### PROBLEM DETAILS
Only lines with the string "compiler" are wanted. Pull them out of the data.

(Stored items)
PR #710, opened 2021-06-04
Update Simulator Release to check for entanglement

### LINKED ISSUE #552: QIR simulator should check result of qubit Release
Our existing C# wrapper for the fullstate simulator checks the result of `release` on a qubit to ensure that the qubit was in a well-known state at release time (see #206 for the detailed discussion of the release semantics). Releasing a qubit that could be entangled can result in problems for the rest of the program, and the simulator gives developers a way to use Q# to validate their algorithms for this. The C++ wrapper around the simulator used in QIR does not check the return of `release` and therefore doesn't provide this feedback, allowing for algorithms to effectively leak state.

To test this, consider the following Q#:
```qsharp
operation Test() : Unit {
    use q = Qubit();
    X(q);
}
```
Because the qubit is not in the ground state and hasn't been measured, running this code on the C# simulator will result in a `ReleasedQubitsAreNotInZeroState` exception being thrown from [QubitManager.cs](https://github.com/microsoft/qsharp-runtime/blob/main/src/Simulation/Simulators/QuantumSimulator/QubitManager.cs#L59). We need an equivalent check in the QIR fullstate simulator wrapper.

@bettinaheim @cgranade FYI

swernli:
This change adds a new utility to the full state simulator, `is_classical_or_entangled` that returns a pair of bools indicating when the given qubit is classical with regard to the computational basis and whether the qubit is entangled with any other qubits. The former is needed to ensure the state of the qubit is collapsed before release, while the latter is the correct feedback to return from release to indicate whether releasing that qubit had any side effects on other qubits in the wave function.

This updates the logic in the C# infrastructure to use the returned bool as the indication of whether or not the release was valid (as opposed to the old check that used a cache of whether or not the last operation on the qubit was a measurement). THIS IS A CHANGE IN BEHAVIOR. Notably, a qubit is now considered valid for release as long as it is not entangled with any other qubit, regardless of superposition. As a result, the exception name and text for `ReleasedQubitsAreNotInZeroState` is changed to `ReleaseQubitsAreEntangled`.

This also fixes #552 by having the FullstateSimulator wrapper in the QIR Runtime check the return value from release and call `quantum__rt__fail_cstr` if the qubit released was entangled.


swernli:
Looks like `ReleasedQubitsAreNotInZeroState` is used directly in samples, so this will require a cross-repo change.

swernli:
On second thought, looking at how samples uses the exception, I can simply leave the existing type with a deprecation. I'll go that route instead.

swernli:
@dbwz8 It turns out the entanglement check can be further simplified! Because of the way we are iterating over the wave function, we are always checking the two states where the only difference is the qubit in question. If both of those have non-zero probability, that means there is a chance of measuring the identical values for every other qubit regardless of the state of the qubit we care about, which by definition means it cannot be entangled with any of the other qubits. If we never see that case, then it must mean that every measurement of the qubit we care about corresponds to a specific measurement of at least one other qubit. The check I was doing before (comparing the two indices for differences other than the target qubit) was redundant, because in the case where the probabilities were non-zero (the case we care about) that check would always be true.

src/Simulation/Native/src/simulator/kernels.hpp
```diff
@@ -144,6 +144,46 @@ bool isclassical(
...
+#pragma omp parallel for schedule(static) reduction(|| : have0, have1, notentangled)
+    for (std::intptr_t i = 0; i < static_cast<std::intptr_t>(wfn.size()); i += 2 * offset)
+        for (std::intptr_t j = 0; j < static_cast<std::intptr_t>(offset); ++j)
+        {
+            bool has0 = std::norm(wfn[i + j]) >= eps;
+            bool has1 = std::norm(wfn[i + j + offset]) >= eps;
+            have0 = have0 || has0;
+            have1 = have1 || has1;
+            notentangled = notentangled || (has0 && has1);
+        }
```
kuzminrobin, line 169: FYI (may be a false alarm):
I have a suspicion that during the last-most iteration of the outer loop (for `i`) nothing prevents `i` to be exactly 1 less than `wfn.size()`, see the condition `i < static_cast<std::intptr_t>(wfn.size())`.

In that case the fragments
* `wfn[i + j]`
* `wfn[i + j + offset]`

are likely to read _outside_ of `wfn`.

To provide more guarantees of the code correctness consider changing the condition to something like
> i <= (static_cast<std::intptr_t>(wfn.size()) **- 2 * offset**)

src/Simulation/Native/src/simulator/kernels.hpp
```diff
@@ -144,6 +144,46 @@ bool isclassical(
...
+        bool has0 = std::norm(wfn[i + j]) >= eps;
+        bool has1 = std::norm(wfn[i + j + offset]) >= eps;
+        have0 = have0 || has0;
+        have1 = have1 || has1;
+        notentangled = notentangled || (has0 && has1);
+    }
+#endif
+
+    return std::make_pair<bool, bool>(have0 ^ have1, have0 && have1 && !notentangled);
+}
```
kuzminrobin, line 185: Would be nice to see the comments explaining the logic of this function.

src/Simulation/Native/src/simulator/simulator.hpp
```diff
@@ -71,6 +71,12 @@ class Simulator : public Microsoft::Quantum::Simulator::SimulatorInterface
         return psi.isclassical(q);
     }
 
+    std::pair<bool, bool> is_classical_or_entangled(logical_qubit_id q)
+    {
+        recursive_lock_type l(mutex());
+        return psi.is_classical_or_entangled(q);
+    }
```
kuzminrobin, line 78: FYI:
> recursive_lock_type l(mutex());

I saw this fragment a number of times in the existing code and I don't understand what this fragment does. It locks not the _existing mutex_, but a mutex created on the fly (new mutex created every time the function is entered). That is why the fragment does not protect from re-entrancy and does not synchronize the access during concurrency.

Can you please explain to me what this fragment does?

kuzminrobin (approved):

src/Simulation/Native/src/simulator/simulator.hpp
swernli: Interesting... I hadn't noticed this until you pointed it out, so I'm glad you highlighted it! To call the constructor for a mutex this would actually have to be `std::mutex()` where in this case it is instead intended to invoke the (rather poorly named) member function `mutex()` from simulationinterface.hpp: https://github.com/microsoft/qsharp-runtime/blob/b908e8d62b2c67df6999546dd45425f6e6a45db1/src/Simulation/Native/src/simulator/simulatorinterface.hpp#L127-L130
That will get the pointer to the member mutex for this class. That said, its possible that depending on how this is compiled and if any header files have a `using namespace std;` in them, it could change how this call works and cause it to behave exactly as you describe. That could even be the result of the intermitten failures that we've seen in functions in this class when running multithreaded tests. To make the use clearer and explicitly avoid this possible source of error, I'll update all these call points to use `this->mutex()` instead. Maybe that will even fix our intermittent issue!

src/Simulation/Native/src/simulator/kernels.hpp
swernli: Good point... I'll add more comments throughout.

src/Simulation/Native/src/simulator/kernels.hpp
swernli: I added a comment that hopefully helps clarify the intent of the iteration, but it's worth answering your specific question about bounds. Note that `i` is always incremented by `2 * offset` where `offset` is at minimum 1 when `q` is 0. Combining this with the condition `i < static_cast<std::intptr_t>(wfn.size());` means that `i` will always be at most equal to `wfn.size() - 2` if the wave function has an even number of entries. Because the wave function represents the possible states of the N qubits, which is 2^N, we know the length of the wave function will always be even. In this same `q` equals 0 case, `j` is limited by `j < static_cast<std::intptr_t>(offset)` which means `j` will be at most 0, giving us the two final indices of `i + j` or `wfn.size() - 2 + 0` and `i + j + offset` or `wfn.size() - 2 + 0 + 1`. For larger values of `q` the maximum possible value of `i` is lower and the range for `j` is higher, but the largest index checked is still always be `wfn.size() - 1`, so we know we are safely within the bounds of the array for any target qubit.

swernli:
@kuzminrobin thanks for the review and feedback! Especially the observation about the use of `mutex()` which could possibly be the resolution to our long standing intermediate access violation in CI. Since this PR includes some changes in behavior for the simulator that affect the observed behavior for users of Q#, I'll hold off on merging until a few more stakeholders weigh in.
@bettinaheim, @cgranade, @tcNickolas, any opinions on that part?

cgranade:
> @kuzminrobin thanks for the review and feedback! Especially the observation about the use of `mutex()` which could possibly be the resolution to our long standing intermediate access violation in CI. Since this PR includes some changes in behavior for the simulator that affect the observed behavior for users of Q#, I'll hold off on merging until a few more stakeholders weigh in.
> @bettinaheim, @cgranade, @tcNickolas, any opinions on that part?

Sorry for the delay, been a bit head down trying to fix the e2e build for https://github.com/microsoft/qsharp-runtime/pull/709, and got behind on this one. Anyway, I'm in the awkward position of thinking that both the old and the new behavior makes sense... effectively, my thinking comes back to that when a user allocates a qubit with `use`, we currently document that they're promising that they will either measure before deallocating or will coherently return it to |0⟩. That promise can't be checked on real hardware, so running on simulators with checks like these is helpful to ensure that condition is met. From that perspective, checking that a released qubit is in |0⟩ is a much stronger guarantee than that it is separable, such that allowing users to pick a weaker condition can be helpful when running against targets that implicitly reset on deallocation (that is, where coherent return to |0⟩ isn't allowed). In other cases, though, the old behavior of checking for |0⟩ makes sense, such that if possible, I feel like making it configurable would be really helpful?

Apologies for the incoherent (pun fully intended) wall of text, just my 2¢ from an initial pass.

swernli:
No worries at all, @cgranade, I definitely wasn't expecting a response over the weekend!

> From that perspective, checking that a released qubit is in |0⟩ is a much stronger guarantee than that it is separable, such that allowing users to pick a weaker condition can be helpful when running against targets that implicitly reset on deallocation (that is, where coherent return to |0⟩ isn't allowed). In other cases, though, the old behavior of checking for |0⟩ makes sense, such that if possible, I feel like making it configurable would be really helpful?

Making it configurable is a really interesting idea, and stands to reason that would allow the simulation to meet the needs of a broader audience.  In fact, the C# simulator already has a setting that can disable this check entirely with QIR simulation infrastructure does not replicate. Just thinking out loud here, the measurement tracking felt like it was a stand in for entanglement (we know a measured qubit couldn't be entangled) but was already weaker than the zero check. If we have `release` in the full state simulator return a pair of bools, one indicating if the qubit was in the ground state and one indicating if it was entangled, then we could pretty easily have three configurable settings: allow release of any qubit, fail on release of entangled qubits, fail on release of non-zero qubits. Then both C# and QIR could offer the same functionality with minimal additional overhead (no need for measurement frame tracking). We'd have to decide which of those three is the default and how we'd want to expose the setting for QIR (environment variable perhaps?), but it would not be hard to implement given the information the new `is_classical_or_entangled` function returns.

src/Simulation/Native/src/simulator/simulator.hpp
kuzminrobin: :-DDDDDDDDDDDDDDDDDDDDDDD
Incredible!
Thank you very much!

DmitryVasilevsky: Can we rename this function so that there's no confusion now AND in future code?

swernli: Might as well... the naming conventions in this simulator code are a bit odd and seem to prioritize terseness over readability or maintainability, so I have no problem making that change. In that case, I should be able to remove the explicit use of the `this` pointer.

swernli:
I've converted this to a draft while we work out the questions @cgranade brought up about configurability. That said, #552 should be considered a critical issue for QIR-based simulation, so we should aim to have this included in the next release if at all possible.

swernli:
@cgranade Regarding configuration for simulation, there is still an outstanding general question about how we want to support configuring QDK, ranging from settings in the qubit manager to this qubit release behavior and even noise models for the experimental open simulator. I believe both @DmitryVasilevsky and @kuzminrobin  have started looking into this and might want to weigh in for this part.

bettinaheim (approved):
I think this change makes sense. I did look at the test cases and think they cover everything.

bettinaheim:
@cgranade
"... my thinking comes back to that when a user allocates a qubit with use, we currently document that they're promising that they will either measure before deallocating or will coherently return it to |0⟩. [...], checking that a released qubit is in |0⟩ is a much stronger guarantee than that it is separable, such that allowing users to pick a weaker condition can be helpful when running against targets that implicitly reset on deallocation (that is, where coherent return to |0⟩ isn't allowed). In other cases, though, the old behavior of checking for |0⟩ makes sense, such that if possible, I feel like making it configurable would be really helpful?"

What is not clear to me is the value of requiring that a qubit is measured (i.e. in the 0,1 basis) rather than in any unentangled state. The whole idea of these checks was that it is completely fine to measure a qubit after it is release (so it can be reused) without that changing the algorithm. What am I missing - why would the stricter condition be beneficial?

bettinaheim:
After some offline discussion, the concern is captured below. 
I don't really see a good way to determine when a qubit is coherently reset to zero if qubits can be released in an arbitrary state as long as they are unentangled. What is outlined below is actually a pretty important factor that I didn't think of in the rush of the moment yesterday. @swernli Thoughts?

cgranade:
When qubits are released, the target resets them to |0⟩ automatically before they are allocated again? In that case, how does the target differentiate between automatic reset behaviour and the coherent unpreparation case where a developer has already reset to |0⟩ before releasing?
At the moment, the demand that a qubit is either in |0⟩ or is measured individually allows for both cases to be covered without introducing measurements in the coherent unpreparation case; weakening to "reset if unentangled" means that since a target cannot in general prove they're unentangled, the target needs to always reset.
Could imagine a weakening where the target can prove exactly what state the qubits being released are in from whatever measurements have been performed (e.g.: let r1 = Measure([PauliZ, PauliZ], qs); let r2 = Measure([PauliX, PauliX], qs); is enough to nail down exactly which state qs is in and to thus reset w/o additional measurements), but weakening all the way to unentangled seems to me like it'd necessarily introduce extra measurements in the unpreparation case."

bettinaheim:
"Hm, I can see where you are coming from. I'd like to avoid opt in or opt out for a more strict check here, since otherwise we basically need to propagate with what setting the program has been compiled with to the code generation stage to avoid exactly that. That seem rather ad-hoc. On the other hand, a good way might be that releases are annotated by the compiler with a flag indicating that there is no need to reset the qubit when the more strict checking is turned on. That could make sense.

cgranade:
Right. It's at the least a change in behavior that would change how libraries are optimized (for example, wouldn't want to coherently unprepare unless the compiler knows either automatically or via a flag that those qubits don't then need to be reset).

swernli:
This PR is superseded by #796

### EXPECTED OUTPUT
"Hm, I can see where you are coming from. I'd like to avoid opt in or opt out for a more strict check here, since otherwise we basically need to propagate with what setting the program has been compiled with to the code generation stage to avoid exactly that. That seem rather ad-hoc. On the other hand, a good way might be that releases are annotated by the compiler with a flag indicating that there is no need to reset the qubit when the more strict checking is turned on. That could make sense.
Right. It's at the least a change in behavior that would change how libraries are optimized (for example, wouldn't want to coherently unprepare unless the compiler knows either automatically or via a flag that those qubits don't then need to be reset).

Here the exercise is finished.